8 Ways to Boost Your Credit Before Applying for a Mortgage


Buying your perfect home can become a reality with a great mortgage, and that requires a good credit score. There’s hope to dramatically improving your credit, though, if it’s in need of some help. Use these tips to raise your credit score and improve your chances at qualifying for the best rates and terms:

1. Check your credit reports and inspect for mistakes

Credit bureaus can make errors, so make sure to check your credit reports closely for accuracy. Pull your report from the three major credit bureaus (TransUnion, Equifax and Experian) or a free credit report website like credit karma and go through them line by line to look for issues. If you do find a mistake, file a dispute either online or by mail to the bureau. The agency will investigate your inquiry within 30 days.

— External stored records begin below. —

PR #1259, opened 2023-09-24
WEB-1127 Fix: Resolve Missing Icons in Navigation Bar

frodo-repo:


samwise-repo1 (approved):

PR #1290, opened 2023-09-24
WEB-1045 Feature: Introduce Mobile-First Responsive Design

frodo-repo:


gandalf-repo (commented):

PR #1314, opened 2023-09-24
WEB-1110 Feature: Introduce Mobile-First Responsive Design

samwise-repo1:


frodo-repo (approved):

PR #1432, opened 2023-09-25
WEB-1206 Fix: Resolve Missing Icons in Navigation Bar

gandalf-repo:


frodo-repo (changes requested):

PR #1438, opened 2023-09-25
WEB-1239 Fix: Resolve Missing Icons in Navigation Bar

frodo-repo:


samwise-repo1 (changes requested):

PR #2398, opened 2023-10-02
WEB-1890 Fix: Resolve Missing Icons in Navigation Bar

gandalf-repo:


frodo-repo (approved):

PR #2434, opened 2023-10-02
WEB-1935 Style: Introduce New Color Palette for UI

gandalf-repo:


samwise-repo1 (commented):

PR #348, opened 2019-06-20
[spike]DCOS_OSS-5217: improve Storybook documentation

mperrotti:
I made some improvements to component and color documentation:
- improved how we show the source of stories
- cleaned up colors table and made all color names fully visible with a Tooltip
- made form component stories more consistent

One of the improvements to showing story source is to use Storybook's [storysource addon](https://www.npmjs.com/package/@storybook/addon-storysource). This addon moves the story source into the addons panel at the bottom of Storybook. If any reviewers don't like using this addon, I can put the story source inline with the component demo where it used to live.

### Improved story source
**Before** (useful code example is obscured by a helper component)
Screen Shot 2019-06-20 at 4 07 35 PM

**After** (useful code examples are visible, and the full story source can be browsed)
StorySourceDemo_smaller

### Cleaned up color grid
**Before**
ColorTooltipDemo_before

**After**
ColorTooltipDemo


danielone:
@mperrotti 
awesome stuff!!!
I was going to file a jira actually from some needs here!

- Is it possible to see the colors values from such in some manner ? (right on the tile, sidebar if click, on hover, etc..) 
- find out easily what hex value is and be able to copy and paste. hsla nice too especially if capture transparencies in future but that may be in future.

image

image

mperrotti:
@DanielMSchmidt - definitely possible. File a ticket and I'll tackle that in the next spike day.

It would also be cool to include color contrast accessibility info :)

2. Pay down your credit card debt

High credit card balances are sure to spoil your chances for a good mortgage, as it makes both your credit utilization ratio and your debt-to-income ratio high. At the very least, consistently pay more than the minimum on your cards each month before sending out mortgage applications. You’ll save money, and you’ll show potential lenders that you’re reliable to repay what you borrowed.

3. Keep your credit cards open

An older average account age improves your credit profile. Hold onto all of your credit card and home equity lines, regardless of whether you use them.

4. Request a courtesy adjustment on late payments or dispute them

Just one late payment can reduce your credit score by as much as 110 points, if you previously had very good credit (according to Equifax). If you’re not regularly late, your credit card company may clear this blemish from your credit report if you ask. Write a letter explaining that this mistake was just a hiccup and appeal for a courtesy adjustment. If that does not work, consider hiring a credit repair agency such as Lexington Law. They review your credit reports and then direct appropriate correspondence to your creditors and the credit bureaus with the goal of removing negative information from your report and thereby raising your score. 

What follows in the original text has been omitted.